Exercise goal: Gather every line below where "from" appears.

Stored items:
::::
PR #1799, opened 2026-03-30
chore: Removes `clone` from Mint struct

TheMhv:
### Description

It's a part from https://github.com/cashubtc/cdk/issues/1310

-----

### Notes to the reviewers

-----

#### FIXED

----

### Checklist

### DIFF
::::
Expected answer:
chore: Removes `clone` from Mint struct
It's a part from https://github.com/cashubtc/cdk/issues/1310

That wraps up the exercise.